PR #98, opened 2023-08-08
Faster Jacobian via Split backends

avik-pal:
## Goals

- [x] ~Fast Code Path for TwoPointBVProblem (Banded Matrix so we can do complete sparse diff)~
  - [x] ~Rewrite the loss function to reorder the outputs correctly.~
- [x] Split Mode
  - [x] Sparse Diff for the Banded Part
  - [x] Dense Diff for the `bc!` Part
    * We won't be able to use Zygote since `bc!` assumes in-place operations
    * The Jacobian has `inputs > outputs` so we want to use ReverseMode ideally. `Enzyme` might be a good choice. For fallback, we can just use `ReverseDiff`.
- [x] Sparsity Detection for `bc!` and if sparse, then use SparseDiff here as well
  - [x] Requires Sparse ReverseMode (Not implemented upstream yet)

PR #106, opened 2023-09-01
Towards GPU Compatible BVP Solvers

avik-pal:
* Rolls back the matrix / Array{3} internal representations
* Returns to a vector of arrays representation but performs all operations in-place if possible  
    * Previous implementation was vector of arrays but still reallocated everything
* GPUs should work with the current version (still to be tested)
* Needs a merge of #98 first
* Overall allocations are significantly down (tested against master)

## TODOs

- [ ] Does `f` on GPU work?
    * Really bad performance currently -- BandedMatrix doesn't quite work
    * coloring fails for CuSparse
- [x] Can `u` be anything other than a vector?


.JuliaFormatter.toml
```diff
@@ -1 +1,2 @@
-style = "sciml"
\ No newline at end of file
+style = "sciml"
+annotate_untyped_fields_with_any = false
```
ChrisRackauckas, line 2: isn't this already in the sciml format?

ChrisRackauckas: It doesn't do that 😅

avik-pal: https://github.com/domluna/JuliaFormatter.jl/blob/c72d049210a06e2a404df51998051f3dbb0a123b/src/styles/sciml/pretty.jl#L25

It seems okay to have it as true by default, but if we use something like ConcreteStructs (which IMO we should be using everywhere), then it becomes a problem.

src/adaptivity.jl
```diff
@@ -115,149 +107,153 @@ function redistribute(mesh, Nsub_star::Int, ŝ::AbstractVector{T}, dt) where {T
...
-The input mesh has length of n+1
+    half_mesh!(mesh, mesh_dt)
+    half_mesh!(cache::MIRKCache)
 
-Divide the original subinterval into two equal length subinterval.
+The input mesh has length of `n + 1`. Divide the original subinterval into two equal length
+subinterval. The `mesh` and `mesh_dt` are modified in place.
 """
-@views function half_mesh(mesh::AbstractVector{T}) where {T}
+function half_mesh!(mesh::Vector{T}, mesh_dt::Vector{T}) where {T}
```
ChrisRackauckas, line 123: only Vector?

avik-pal: Mesh is controlled internally by us. Irrespective of what the input types are we always construct a Vector. We can relax it, but I am not sure how many types declare stuff like `resize!`

ChrisRackauckas: Won't the mesh need to be a GPU vector for the GPU stuff to work?

avik-pal: Not currently. But again, the code right now is very slow on GPU.

The main issue is we iterate over the mesh to redistribute the new points, so we need to assume fast scalar indexing. We will have to figure out a way to batch the entire computation (which technically is trivial to write a kernel for).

Assignment — Copy all lines from the material that contain "stuff".

Final answer —
avik-pal: Mesh is controlled internally by us. Irrespective of what the input types are we always construct a Vector. We can relax it, but I am not sure how many types declare stuff like `resize!`
ChrisRackauckas: Won't the mesh need to be a GPU vector for the GPU stuff to work?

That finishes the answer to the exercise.